## [TASK OBJECTIVE]
Each of the lines below must be retyped character for character.

(Stored records)
━━━━━━━━

PR #5575, opened 2024-04-29
[VL] RAS: Include rewrite rules used by RewriteSparkPlanRulesManager in EnumeratedTransform

zhztheplayer:
The patch improves EnumerabledApplier to move RewriteSparkPlanRulesManager from heuristic rule list to RAS rule list.

1. Rename API `TransformSingleNode` to `OffloadSingleNode`.
2. Minor refactor on `RewriteSparkPlanRulesManager` by adding API `RewriteSingleNode`.
3. In EnumerableApplier, remove `RewriteSparkPlanRulesManager`, and integrate relevant rewrite rules to RAS offload rule list in `EnumeratedTransform`.

After the patch, in RAS planner, when about to offload a Spark plan node, it will firstly be rewritten by the rewrite rules, then do pre-validation, offload, post-validation respectively.

For example, an HashAggregate will be handled as follow in rule `RasOfflodAggregate`:

1. Before:

```
HashAggregate
\- Leaf
```

2. After (suppose aggregate can be offloaded):

```
Project (post)
\- HashAggregateTransformer
   \- Project (pre)
      \- Leaf
```

3. After (suppose aggregate cannot be offloaded):

```
Project (post)
\- HashAggregate
   \- Project (pre)
      \- Leaf
```

When aggregate **cannot be** offloaded, then planner will consider plan 1 over plan 3 since 1 has lower cost than 3. If the aggregate **can be** offloaded, planner will usually prefer plan 2 over 1 if the pre-project and post-project can be offloaded (by rule `new AsRasOffload(OffloadOthers())`) as well, since it will contain less transitions and more Gluten plan nodes which makes it has lower cost than 1.


gluten-core/src/main/scala/org/apache/gluten/extension/columnar/rewrite/RewriteSingleNode.scala
```diff
@@ -0,0 +1,48 @@
...
+ * the output plan.
+ *
+ * Note: Only the current plan node is supposed to be open to modification. Do not access or modify
+ * the children node. Tree-walking is done by caller of this trait.
+ *
+ * TODO: Ideally for such API we'd better to allow multiple alternative outputs.
+ */
+trait RewriteSingleNode {
+  def rewrite(plan: SparkPlan): SparkPlan
+}
```
zhztheplayer, line 36: cc @ulysses-you

gluten-core/src/main/scala/org/apache/gluten/extension/columnar/rewrite/PullOutPostProject.scala
```diff
@@ -33,17 +32,17 @@ import scala.collection.mutable.ArrayBuffer
  * the output of Spark, ensuring that the output data of the native plan can match the Spark plan
  * when a fallback occurs.
  */
-object PullOutPostProject extends Rule[SparkPlan] with PullOutProjectHelper {
+object PullOutPostProject extends RewriteSingleNode with PullOutProjectHelper {
 
-  private def needsPostProjection(plan: SparkPlan): Boolean = {
+  def needsPostProjection(plan: SparkPlan): Boolean = {
     plan match {
```
zhztheplayer, line 38: cc @liujiayi771

zhztheplayer:
cc @marin-ma @rui-mo

rui-mo (commented):
Thanks.

gluten-core/src/main/scala/org/apache/gluten/execution/HashAggregateExecBaseTransformer.scala
```diff
@@ -172,12 +172,32 @@ abstract class HashAggregateExecBaseTransformer(
...
+        agg.resultExpressions,
+        childConverter(agg.child)
+      )
+  }
+}
+
+trait HashAggregateExecPullOutBaseHelper {
   // The direct outputs of Aggregation.
-  lazy val allAggregateResultAttributes: List[Attribute] =
+  def allAggregateResultAttributes(groupingExpressions: Seq[NamedExpression]): List[Attribute] =
```
ulysses-you, line 200: how about define `agg: BaseAggregateExec` in this trait ?

backends-velox/src/main/scala/org/apache/gluten/execution/HashAggregateExecTransformer.scala
```diff
@@ -60,6 +60,12 @@ abstract class HashAggregateExecTransformer(
     resultExpressions,
     child) {
 
+  override def output: Seq[Attribute] = {
+    // TODO: We should have a check to make sure the returned schema actually matches the output
+    //  data. Since "resultExpressions" is not actually in used by Velox.
+    super.output
```
ulysses-you, line 66: Why do we need to highlight this, did not we add post project with `resultExpressions` ?

liujiayi771: The `projectList` of agg post project is the `resultExpressions`.

zhztheplayer: > The `projectList` of agg post-project is the `resultExpressions`. Is the intended expression here something like, when post-project hasn't been inserted, the output of `HashAggregateExecTransformer` isn't actually equal to `resultExpressions`?

That's correct. We don't have strict verification between `groupingExpressions+aggregateExpressions` and `resultExpressions` to ensure them matching together when instantiating `HashAggregateExecTransformer`, so there will be risk that unexpected errors happens at runtime when a `HashAggregateExecTransformer` is created without pre/post project. 

I think it will be fine if we can have a check for `needsPreProjection == false & needsPostProjection == false` at planning time in `HeuristicApplier` as well to fix this (I used very similar code to pick executable plan in RAS in this PR) in future.

Anyway it's just a soft `TODO` since current code doesn't actually impact anything.

gluten-core/src/main/scala/org/apache/gluten/execution/HashAggregateExecBaseTransformer.scala
zhztheplayer: I'll open to both because actually the change is not needed by this PR anymore... But once I needed `getAttrForAggregateExprs` to be exposed for RAS's agg validation but after sometime I reverted that approach since it messed up code. 

Back to this trait, I am feeling it's not that bad to only include required arguments to get more flexibility. However again I no longer need this change so feel free to change to another approach in future development if needed.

━━━━━━━━

## [WRITTEN REPLY]
PR #5575, opened 2024-04-29
[VL] RAS: Include rewrite rules used by RewriteSparkPlanRulesManager in EnumeratedTransform

zhztheplayer:
The patch improves EnumerabledApplier to move RewriteSparkPlanRulesManager from heuristic rule list to RAS rule list.

1. Rename API `TransformSingleNode` to `OffloadSingleNode`.
2. Minor refactor on `RewriteSparkPlanRulesManager` by adding API `RewriteSingleNode`.
3. In EnumerableApplier, remove `RewriteSparkPlanRulesManager`, and integrate relevant rewrite rules to RAS offload rule list in `EnumeratedTransform`.

After the patch, in RAS planner, when about to offload a Spark plan node, it will firstly be rewritten by the rewrite rules, then do pre-validation, offload, post-validation respectively.

For example, an HashAggregate will be handled as follow in rule `RasOfflodAggregate`:

1. Before:

```
HashAggregate
\- Leaf
```

2. After (suppose aggregate can be offloaded):

```
Project (post)
\- HashAggregateTransformer
   \- Project (pre)
      \- Leaf
```

3. After (suppose aggregate cannot be offloaded):

```
Project (post)
\- HashAggregate
   \- Project (pre)
      \- Leaf
```

When aggregate **cannot be** offloaded, then planner will consider plan 1 over plan 3 since 1 has lower cost than 3. If the aggregate **can be** offloaded, planner will usually prefer plan 2 over 1 if the pre-project and post-project can be offloaded (by rule `new AsRasOffload(OffloadOthers())`) as well, since it will contain less transitions and more Gluten plan nodes which makes it has lower cost than 1.


gluten-core/src/main/scala/org/apache/gluten/extension/columnar/rewrite/RewriteSingleNode.scala
```diff
@@ -0,0 +1,48 @@
...
+ * the output plan.
+ *
+ * Note: Only the current plan node is supposed to be open to modification. Do not access or modify
+ * the children node. Tree-walking is done by caller of this trait.
+ *
+ * TODO: Ideally for such API we'd better to allow multiple alternative outputs.
+ */
+trait RewriteSingleNode {
+  def rewrite(plan: SparkPlan): SparkPlan
+}
```
zhztheplayer, line 36: cc @ulysses-you

gluten-core/src/main/scala/org/apache/gluten/extension/columnar/rewrite/PullOutPostProject.scala
```diff
@@ -33,17 +32,17 @@ import scala.collection.mutable.ArrayBuffer
  * the output of Spark, ensuring that the output data of the native plan can match the Spark plan
  * when a fallback occurs.
  */
-object PullOutPostProject extends Rule[SparkPlan] with PullOutProjectHelper {
+object PullOutPostProject extends RewriteSingleNode with PullOutProjectHelper {
 
-  private def needsPostProjection(plan: SparkPlan): Boolean = {
+  def needsPostProjection(plan: SparkPlan): Boolean = {
     plan match {
```
zhztheplayer, line 38: cc @liujiayi771

zhztheplayer:
cc @marin-ma @rui-mo

rui-mo (commented):
Thanks.

gluten-core/src/main/scala/org/apache/gluten/execution/HashAggregateExecBaseTransformer.scala
```diff
@@ -172,12 +172,32 @@ abstract class HashAggregateExecBaseTransformer(
...
+        agg.resultExpressions,
+        childConverter(agg.child)
+      )
+  }
+}
+
+trait HashAggregateExecPullOutBaseHelper {
   // The direct outputs of Aggregation.
-  lazy val allAggregateResultAttributes: List[Attribute] =
+  def allAggregateResultAttributes(groupingExpressions: Seq[NamedExpression]): List[Attribute] =
```
ulysses-you, line 200: how about define `agg: BaseAggregateExec` in this trait ?

backends-velox/src/main/scala/org/apache/gluten/execution/HashAggregateExecTransformer.scala
```diff
@@ -60,6 +60,12 @@ abstract class HashAggregateExecTransformer(
     resultExpressions,
     child) {
 
+  override def output: Seq[Attribute] = {
+    // TODO: We should have a check to make sure the returned schema actually matches the output
+    //  data. Since "resultExpressions" is not actually in used by Velox.
+    super.output
```
ulysses-you, line 66: Why do we need to highlight this, did not we add post project with `resultExpressions` ?

liujiayi771: The `projectList` of agg post project is the `resultExpressions`.

zhztheplayer: > The `projectList` of agg post-project is the `resultExpressions`. Is the intended expression here something like, when post-project hasn't been inserted, the output of `HashAggregateExecTransformer` isn't actually equal to `resultExpressions`?

That's correct. We don't have strict verification between `groupingExpressions+aggregateExpressions` and `resultExpressions` to ensure them matching together when instantiating `HashAggregateExecTransformer`, so there will be risk that unexpected errors happens at runtime when a `HashAggregateExecTransformer` is created without pre/post project. 

I think it will be fine if we can have a check for `needsPreProjection == false & needsPostProjection == false` at planning time in `HeuristicApplier` as well to fix this (I used very similar code to pick executable plan in RAS in this PR) in future.

Anyway it's just a soft `TODO` since current code doesn't actually impact anything.

gluten-core/src/main/scala/org/apache/gluten/execution/HashAggregateExecBaseTransformer.scala
zhztheplayer: I'll open to both because actually the change is not needed by this PR anymore... But once I needed `getAttrForAggregateExprs` to be exposed for RAS's agg validation but after sometime I reverted that approach since it messed up code. 

Back to this trait, I am feeling it's not that bad to only include required arguments to get more flexibility. However again I no longer need this change so feel free to change to another approach in future development if needed.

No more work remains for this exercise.